During those years, Balint, one of Ferenczi’s alumni, identified the factors that bring to a positive prognosis with regard to short psychoanalytical treatment, for example a strong desire to change by means of a better knowledge of oneself and the focusing on treatment.

Balint’s technique is characterized by:

  • Face to face position (the Freudian sofa is no more used, patient and therapist are set face to face)
  • immediate decision to determine the end of the treatment
  • final formulation of a short fundamental psychodynamic hypothesis
  • active interpretation technique, by which it would be possible to select the elements relevant for the initial psychodynamic analysis and leave out the unnecessary ones.


Basically, short-term psychotherapy based on psychoanalytic approach is different from strict psychoanalysis for the following reasons:

  • Short-term treatment: it is decided at the beginning of the psychological relationship. Hence, interviews will be less numerous if compared with psychoanalysis;
  • Face-to-face setting: patients are no more set on a sofa, nor psychotherapists are set behind them;
  • Focus on current conflicts: current conflicts are always related to the old children’s conflicts.


 

Sifneos devised two different kinds of short-term psychoanalytical psychotherapy: the anxiety-provoking psychotherapy and the STAPP treatment. With the first one, Sifneos wanted to reduce anxiety level of patients; the second one, instead, was aimed at provoking anxiety to patients, making them aware of their own problems in order to finally solve them. These two kinds of short-term psychotherapy were sometimes tailored to specific patients: those who had a ‘genital’ neurosis (less severe condition), patients who had a good intellective level, ability to get in touch with therapists, patients with strong motivation to change themselves, and whose children’s experience was spangled with meaningful relationship with caregivers.

The end of treatment seems to break out the classical approach (with no end).

 

Davanloo, founder and pioneer of Short-Term Dynamic Psychotherapy, believed that, after the first interview, psychotherapist should be able to make a clinical diagnosis on clinical, dynamic and genetic levels. In his opinion, severely disturbed patients are those who respond positively to the short-term psychotherapy.
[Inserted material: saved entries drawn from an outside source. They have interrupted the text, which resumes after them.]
Issue #48, opened 2019-06-14
Feature / Run CmdStan in background


ahartikainen:
#### Summary:

Start sampling, stop python; ... start python, get progress or read csv files

#### Description:

It could be helpful to have possibility to start cmdstan sampling to background and then later get the csv (or use some other interface).

#### Additional Information:

Similar interface as

    nohup model sample output.csv  > sample.log &

maedoc:
would it be ok to
```
nohup python -m cmdstanpy.run model sample output.csv --log sample.log &
```
? quitting Python means serialized state to file e.g. pid file, and it seems a large overhead in terms of code, vs small cost of a Python process in background waiting for CmdStan executable to finish.

WardBrian:
I realize this issue is old, but is this need resolved by using `from_csv` now?

ahartikainen:
I wonder if there is a possibility we add `nohup` (or whatever is the correct way to do this for each platform) interface?

Maybe some special function that kind of calls `model.sample` (or whatever) and then when the return is empty --> crash (?) -> return None for user? Of course this would mean that the special function needs to have explicit location the output.

Then it is up to the user collect csv files when ready.

WardBrian:
I'm not sure I follow what the use case is for this, really. Are you suggesting we make a version of `sample()` that is async?

ahartikainen:
The nohup stuff is something I have done while starting sampling in servers over ssh which take a long time.

ahartikainen:
But on the other hand, one could always create a python script and manually call that with nohup.

WardBrian:
Is there any problem with using `nohup python my_script.py`?

ahartikainen:
Probably not. maybe we should close this issue

Issue #46, opened 2019-06-10
add progress bar or similar to `install_cmdstan` and `compile_model` and `sample` functions


mitzimorris:
#### Summary:
Please provide a short couple sentence summary.

#### Description:
Describe the issue as clearly as possible.

#### Additional Information:
Provide any additional information here.

maedoc:
`tqdm` would be the go to package in Python.

I think this would need to run a background thread to periodically parse the csv or stdout for progress.

mitzimorris:
progress bar for sampling added by      https://github.com/stan-dev/cmdstanpy/pull/107

mitzimorris:
for installation and compilation we could display a spinning wheel - cf.
https://pypi.org/project/progress/

but can't really calculate % of task completed as there's no reporting from the compiler.

ahartikainen:
But maybe we could if we parse the output from compiler?

mitzimorris:
how do we know what the compiler plan is?   incremental progress can only be visualized if we know the overall number of steps involved.  the sampler reports % of total because there's a total and it's reporting 100/1000, 200/2000 etc.

ahartikainen:
True, but do we get somehow information what file is currently compiled? Or is that just illusion I usually get reading warnings.

mitzimorris:
make generates a ".d" file which lists the dependencies, but make will only re-compile the dependencies if the source is newer than any existing target.  maybe we could track compiling (which is fast) vs. linking which is not, but it would be a challenge and add a lot of technical debt to the code.

a spinning wheel, however annoying, does indicate that the process is alive and is easy to implement.

PR #76, opened 2019-07-16
Automatically set number of used cores

wsuchy:
#### Submission Checklist

- [x] Run unit tests

#### Summary
Instead of having number of cores set to 1 by default, let's set it to the number of chains with the limitation of `cpu_count - 2` (to leave some cores for the OS).

#### Copyright and Licensing

- Salesforce

### DIFF
--- a/cmdstanpy/model.py
+++ b/cmdstanpy/model.py
@@ -419,21 +419,22 @@ class Model(object):
                             ' found {}'.format(chain_ids[i])
                         )
 
+        cores_avail = cpu_count()
+
         if cores is None:
-            # leave at least 2 cores for the OS
-            cores = min(cpu_count() - 2, chains)
+            cores = max(min(cores_avail - 2, chains), 1)
 
         if cores < 1:
             raise ValueError(
                 'cores must be a positive integer value, found {}'.format(cores)
             )
-        if cores > cpu_count():
+        if cores > cores_avail:
             print(
                 'requested {} cores, only {} available'.format(
                     cores, cpu_count()
                 )
             )
-            cores = cpu_count()
+            cores = cores_avail
 
             # TODO:  issue 49: inits can be initialization function
 
--- a/cmdstanpy/model.py
+++ b/cmdstanpy/model.py
@@ -271,7 +271,7 @@ class Model(object):
         self,
         data: Union[Dict, str] = None,
         chains: int = 4,
-        cores: int = 1,
+        cores: Union[int, None] = None,
         seed: Union[int, List[int]] = None,
         chain_ids: Union[int, List[int]] = None,
         inits: Union[Dict, float, str, List[str]] = None,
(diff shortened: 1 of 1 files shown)


maedoc:
How is cpu count being computed? If this returns the number of hyperthreads, then performance suffers à lot when Stan chains overlap on the same physical core.

mitzimorris:
I don't see any problem with doing things this way.  I don't think we need to enforce uniform behavoir across the interfaces down to this level.  any thoughts from @jgabry or @ahartikainen ?

wsuchy:
@maedoc  yes it does give you number of HT, yet my assumption is that on modern machines number of chains will usually be smaller (x2) than number of total HT cores. Example: for 4 chains and 12 HT cores (6 real) you will get still full performance. I am not sure if there is an easy way of getting number of real cpus that would work on Mac, Linux and Windows.

mitzimorris:
> my assumption is that on modern machines number of chains will usually be smaller (x2) than number of total HT cores

we need to plan for a wide range of potential users. 
is this an issue for a 'non-modern' machine?  old-school cluster?

maedoc:
Anyone running Stan likely has 2 cores or more, but I would strive to avoid more chains than physical cores as resource contention makes it too slow (except on Xeon Phi...)

wsuchy:
@mitzimorris It will not impact old machines, we are actually interested in achieving to performance for modern MacBook etc where you have e.g 6 physical cores by 12 logical due to the hyper threading.
@maedoc I tested it with prophet model and got the result (MacBookPro, 6 cores, 12 HT):
12 chains, 12 cores: TIME: 242.229299359
12 chains 6 cores: TIME: 286.67894008400003
It turns out to be the opposite, the HT improved the performance by ~ 15.5%

maedoc:
That's not the general trend I've seen across the hardware I've benchmarked, but it could be differences in model as well, especially if yours sit nicely in L3 cache.

wsuchy:
@maedoc as we are talking about the default value here (that users can change) do you think we could close the loop now and merge it, or perhaps more investigation is needed?

mitzimorris:
> 12 chains, 12 cores: TIME: 242.229299359

with this PR, you would get 10 chains for 12 cores, correct?
what do the times look like for that?

mitzimorris:
> psutil.cpu_count(logical=False)
> that would require us to use another library @mitzimorris if that ok to have it as another dependency?

are there other features that could benefit from psutil?  e.g. issues #46 or #48 ?

wsuchy:
With 12 chains and 10 cores the result is  308.07261098000004 (note that I intentionally left some resources for the OS). I am not sure if the library would solve any of the issues out-of-the-box. Actually both issues could be easily solved if CmdStan implemented a way of talking to it via TCP but that's a different story.

mitzimorris:
so no to adding dependency on psutil.
agreed that since this only affects default behavior it's OK.

PR #79, opened 2019-07-18
Minor fixes

wsuchy:
#### Submission Checklist

- [x] Run unit tests

#### Summary
Minor fixes like exception type, more logging ad additional args check.

#### Copyright and Licensing

- Salesforce

### DIFF
--- a/cmdstanpy/model.py
+++ b/cmdstanpy/model.py
@@ -435,10 +435,10 @@ class Model(object):
                 'cores must be a positive integer value, found {}'.format(cores)
             )
         if cores > cores_avail:
-            self._logger.warn(
-                'requested {} cores, only {} available'.format(
-                    cores, cpu_count()
-                )
+            self._logger.warning(
+                'requested %u cores, only %u available',
+                cores,
+                cpu_count()
             )
             cores = cores_avail
 
--- a/cmdstanpy/model.py
+++ b/cmdstanpy/model.py
@@ -130,7 +130,7 @@ class Model(object):
             hpp_file = os.path.splitext(stan_file)[0] + '.hpp'
             hpp_file = Path(hpp_file).as_posix()
             if overwrite or not os.path.exists(hpp_file):
-                self._logger.info('stan to c++ ({})'.format(hpp_file))
+                self._logger.info('stan to c++ (%s)', hpp_file)
                 stanc_path = os.path.join(
                     cmdstan_path(), 'bin', 'stanc' + EXTENSION
                 )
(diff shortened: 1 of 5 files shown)


cmdstanpy/model.py
```diff
@@ -493,6 +493,7 @@ def _do_sample(self, stanfit: StanFit, idx: int) -> None:
         """
         cmd = stanfit.cmds[idx]
         self._logger.info('start chain {}.  '.format(idx + 1))
+        self._logger.debug("sampling: %s", cmd)
```
mitzimorris: please use new style formatting everywhere.

maedoc:
Logging statements in principle should always pass arguments to the logging method, and not format at the call site, to avoid formatting work which isn't required.

cmdstanpy/model.py
ahartikainen: Did this need some setup to work correctly (logging format style?), but I'm not sure if this affects our use of the logging module.

wsuchy:
Indeed, see here: https://docs.python.org/3/library/logging.html#logging.Logger.debug the logger does formatting for you

cmdstanpy/model.py
mitzimorris: I see, according to this:  https://docs.python.org/3/howto/logging-cookbook.html#use-of-alternative-formatting-styles  new style formatting requires config - default is old-style formatting, as above.

bob-carpenter:
> Logging statements in principle should always pass arguments to the logging method, and not format at the call site, to avoid formatting work which isn't required.

If the logger methods are limited, you can use this convenient Java idiom:

```
if error
  if logger level > some threshold
    do some work to construct an error message
    log message at logger level
```

This is what we do before throwing exceptions in the C++ code.

mitzimorris:
I would like to see new-style formating, e.g.  `'blah blah {}'.format(x)` used everywhere for the (foolish) sake of consistency, but it would also be OK to use old style formatting if this is what older Python 3 versions require - in which case, let's use old-style formatting with single quotes everywhere.

here's a grep for calls to `self._logger`:

`cmdstanpy/model.py` :
```
133:                self._logger.info('stan to c++ ({})'.format(hpp_file))

173:                self._logger.error('make cmd failed %s', e)

495:        self._logger.info('start chain {}.  '.format(idx + 1))
502:        self._logger.info('finish chain {}.  '.format(idx + 1))
```

 `cmdstanpy/utils.py` :
```
62:                    self._logger.debug('input tempfile: {}'.format(fd.name))
```

apologies for being a small-minded hobgoblin - do we need to explicitly adopt a style guide?
I hate to add too much process to a lightweight wrapper module.

mitzimorris:
just read most recent comments - agreed - old style formatting, single quotes please.
see previous comments for things that need changed.

PR #616, opened 2022-09-14
Download correct CmdStan tarball on non-x86 linux

### LINKED ISSUE #615: Problem when compiling on ARM
#### Summary:

Compilation on ARM do not work properly: the version option is not enough to download the correct cmdstan release file.

#### Description:

In our deployment process we install facebook "prophet" (1.1) which depends on cmdstanpy 1.0.7.
The deployment is done on an ARM architecture.

The process stops with the error: 

```
--- Translating Stan model to C++ code ---
        bin/stanc  --o=examples/bernoulli/bernoulli.hpp examples/bernoulli/bernoulli.stan
        bash: line 1: bin/stanc: cannot execute binary file: Exec format error
```

which indicate an architecture problem.

After some investigation it seems that the url to download the cmdstan release is not correct for ARM, here: https://github.com/stan-dev/cmdstanpy/blob/e885cb0edf2e611802cb36f491fa05192d4190b3/cmdstanpy/install_cmdstan.py#L461

```
url = (
        'https://github.com/stan-dev/cmdstan/releases/download/'
        'v{0}/cmdstan-{0}.tar.gz'.format(version)
    )
```
This url construct do not take into account the architecture of the target which is: 

```
https://github.com/stan-dev/cmdstan/releases/download/v2.26.1/cmdstan-2.26.1-linux-arm64.tar.gz
```

The Ruby wrapper for cmdstan (https://github.com/ankane/cmdstan-ruby) fixed this problem in that commit: https://github.com/ankane/cmdstan-ruby/commit/7a6a38437c7664c8021190bf4e4e052d6d120035

Would it be possible to use the same fix with cmdstanpy ?
Thanks !

#### Additional Information:

Everything works fine when installing on amd64 architecture.

#### Current Version:

- cmdstanpy version: 1.0.7
- cmdstan version: 2.26.1

WardBrian:
#### Submission Checklist

- [x] Run unit tests

#### Summary

Closes #615. This PR changes the URL used in `install_cmdstan` to try to use the specific non-x86 linux binaries when applicable. It does its best to determine this automatically based on the value of `platform.machine()`. 

Users can specify an environment variable, `CMDSTAN_ARCH`, to override the default choice

#### Copyright and Licensing

Simons Foundation

### DIFF
--- a/cmdstanpy/utils/cmdstan.py
+++ b/cmdstanpy/utils/cmdstan.py
@@ -48,7 +48,7 @@ def get_download_url(version: str) -> str:
     if not arch and platform.system() == "Linux":
         arch = determine_linux_arch()
 
-    if arch:
+    if arch and arch.lower() != "false":
         url_end = f'v{version}/cmdstan-{version}-linux-{arch}.tar.gz'
     else:
         url_end = f'v{version}/cmdstan-{version}.tar.gz'
--- a/cmdstanpy/utils/cmdstan.py
+++ b/cmdstanpy/utils/cmdstan.py
@@ -3,6 +3,7 @@ Utilities for finding and installing CmdStan
 """
 import os
 import platform
+import subprocess
 import sys
 from collections import OrderedDict
 from typing import Callable, Dict, Optional, Tuple, Union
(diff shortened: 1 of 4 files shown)


cmdstanpy/utils/cmdstan.py
```diff
@@ -17,6 +18,44 @@
...
+    machine = platform.machine()
+    arch = ""
+    if machine == "aarch64":
+        arch = "arm64"
+    elif machine == "armv7l":
+        # Telling armel and armhf apart is nontrivial
+        # c.f. https://forums.raspberrypi.com/viewtopic.php?t=20873
+        if subprocess.run(
+            ["readelf -A /proc/self/exe | grep Tag_ABI_VFP_args"],
+            shell=True,
```
ahartikainen, line 31: Why is the shell=True needed here?

cmdstanpy/utils/cmdstan.py
```diff
@@ -17,6 +18,44 @@
...
+            check=False,
```
ahartikainen, line 32: Does this command also fail sometimes?

ahartikainen (approved):
Couple comments but otherwise LGTM

cmdstanpy/utils/cmdstan.py
WardBrian: `grep` sets the return code to 1 when it doesn’t find anything (which is why we’re branching on it), so using check would be a problem 

I don’t believe it would fail, since readelf and grep are both standard Unix tools which should be available

cmdstanpy/utils/cmdstan.py
WardBrian: It wasn't, refactored to avoid

jbjuin:
@WardBrian wouah ! That was fast :) Perfect for me ! Thanks a lot.

WardBrian:
Are you able to confirm that this resolved the issue by installing from GitHub? After that it should be reasonably quick to release I think

jbjuin:
Hi @WardBrian, sorry for the late reply.
We had other problems with ortools installation on this architecture and asked our partner to switch to amd64 machines.
I didn't check your modifications in that context. I may have a raspberrypi at hand to check this. I'm planning one hour within a month to try it. Thanks a lot for your fast solution and all the work on cmdstan.

PR #621, opened 2022-09-21
Add timeout parameter.

tillahoffmann:
#### Submission Checklist

- [x] Run unit tests (on macOS; will have to wait for Windows and Linux in CI)

#### Summary

This PR adds a `timeout` parameter to `optimize`, `sample`, `generate_quantities`, and `variational` including unit tests. I was running hyperparameter sweeps for a model and some configurations took much longer than others. Setting a timeout means that "bad" configurations can be aborted if they take too long.

I used a `threading.Timer` to terminate the cmdstan subprocess. Checking the elapsed time in `_run_cmdstan` didn't work because the `readline` call blocks until the next line of `stdout` becomes available (which can take a while if the model is sampling inefficiently).

#### Copyright and Licensing

Harvard University

### DIFF
--- a/cmdstanpy/model.py
+++ b/cmdstanpy/model.py
@@ -733,6 +733,7 @@ class CmdStanModel:
                 show_console=show_console,
                 timeout=timeout,
             )
+        runset.raise_for_timeouts()
 
         if not runset._check_retcodes():
             msg = 'Error during optimization: {}'.format(runset.get_err_msgs())
@@ -1167,6 +1168,8 @@ class CmdStanModel:
                 sys.stdout.write('\n')
                 get_logger().info('CmdStan done processing.')
 
+            runset.raise_for_timeouts()
+
             get_logger().debug('runset\n%s', repr(runset))
 
             # hack needed to parse CSV files if model has no params
@@ -1348,6 +1351,7 @@ class CmdStanModel:
                         timeout=timeout,
                     )
 
+            runset.raise_for_timeouts()
             errors = runset.get_err_msgs()
             if errors:
                 msg = (
@@ -1518,6 +1522,7 @@ class CmdStanModel:
                 show_console=show_console,
                 timeout=timeout,
             )
+        runset.raise_for_timeouts()
 
         # treat failure to converge as failure
         transcript_file = runset.stdout_files[dummy_chain_id]
@@ -1606,7 +1611,15 @@ class CmdStanModel:
                 universal_newlines=True,
             )
             if timeout:
-                timer = threading.Timer(timeout, proc.terminate)
+
+                def _timer_target():
+                    # Abort if the process has already terminated.
+                    if proc.poll() is not None:
+                        return
+                    proc.terminate()
+                    runset._set_timeout_flag(idx, True)
+
+                timer = threading.Timer(timeout, _timer_target)
                 timer.setDaemon(True)
                 timer.start()
             else:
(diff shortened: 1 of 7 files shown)


test/test_variational.py
```diff
@@ -291,6 +291,14 @@ def test_attrs(self):
         with self.assertRaisesRegex(AttributeError, 'Unknown variable name:'):
             dummy = fit.c
 
+    def test_timeout(self):
+        stan = os.path.join(DATAFILES_PATH, 'timeout.stan')
+        timeout_model = CmdStanModel(stan_file=stan)
+        self.assertRaisesRegex(
```
WardBrian, line 297: Would you mind reorganizing these tests so they use the `with self.assertRaises...` style?

cmdstanpy/model.py
```diff
@@ -1579,6 +1596,12 @@ def _run_cmdstan(
                 env=os.environ,
                 universal_newlines=True,
             )
+            if timeout:
+                timer = threading.Timer(timeout, proc.terminate)
```
WardBrian, line 1600: Should we later be calling `timer.cancel()` if the task finishes before this timeout hits?

WardBrian (changes requested):
This is a nice idea, thanks for looking into it. 

Do you have the `black` formatter installed? Some of the changes look like they need to be formatted

cmdstanpy/model.py
tillahoffmann: Ah neat, didn't know about that function.

tillahoffmann:
I just raised `RuntimeError` for the time being. Thoughts on raising `TimeoutError` instead so it's easier to catch the exception?

WardBrian:
That would certainly be clearer, but I assume it has some difficulties with our `check_returncode`/`get_err_msg` functionality?

tillahoffmann:
I'm currently manually patching the return code to 60 as `os.strerror(60) == 'Operation timed out'` if the timer terminates the subprocess. So we could raise a `TimeoutError` based on the return code?

WardBrian:
Sounds good to me

WardBrian:
I suppose the other thing you could do besides patch the return code is have the Timer function both terminate the proc _and_ indicate it did this by setting an attribute in runset. I'm mostly indifferent, especially if we think that `-15` as a return code would never show up normally

tillahoffmann:
I've tried it with storing state in `runset` which might also fix the failing Windows tests.

tillahoffmann:
Alright, these seem to be passing now.

As a timing-related thing, what are your thoughts on adding a `time.sleep(1e-3)` in the `while proc.poll() is None` loop [here](https://github.com/stan-dev/cmdstanpy/pull/621/files#diff-af39d3679809ef0504a5e945eb5588b237ae0c42c92631c0c2f626b14edb414dL1582-L1591)? That would reduce the CPU overhead from the busy waiting a bit. The `subprocess.Popen.wait` method [uses a sleep of 1 ms](https://github.com/python/cpython/blob/8a221a853787c18d5acaf46f5c449d28339cde21/Lib/subprocess.py#L1961), for example.

WardBrian:
Seems reasonable, but looking at that code it seems like it will do the wrong thing if more than one line of output is buffered at a time (which is bad)? So we would also definitely want to do `readlines` instead of `readline`, and process any potential output in a loop, I think.

WardBrian (approved):
This looks good to me. Do you want to look at the proc.poll issue in a different PR? If so I will merge this

tillahoffmann:
Makes sense; maybe I'll have a look at that in a separate PR.

tillahoffmann:
As a follow up, the issue of busy-waiting is not an issue: `readline` blocks when there's no content so the loop is only busy when there's actually stuff to do.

This is why it is better not to fix a term to the treatment (which lasts 15-20 interviews). Criteria for patients’ selection are two: the motivation of patients and the focus on a primary conflict area.

 

Finally, I have to remind Gilliéron (1994, 1997), creator of a ‘meta-model’ in which psychotherapist-patient mutual influences, early diagnosis, precise and unchanging setting, and psychic change are fundamental. Psychic development and its three level (biological, psychological and social/cultural) represent the basis on which any kind of intervention should start.

According to Gilliéron, during the first four interviews, the psychotherapist should formulate a psychodiagnostic hypothesis that will lead (at the end of the fourth interview) to an initial diagnostic orientation about the patient’s personality and the consequent decision -in accordance with the necessities of the patient- as to the interruption or the continuation of the sessions, so that a short-term psychotherapy proper (inspired by the founder of psychoanalysis) might actually be started.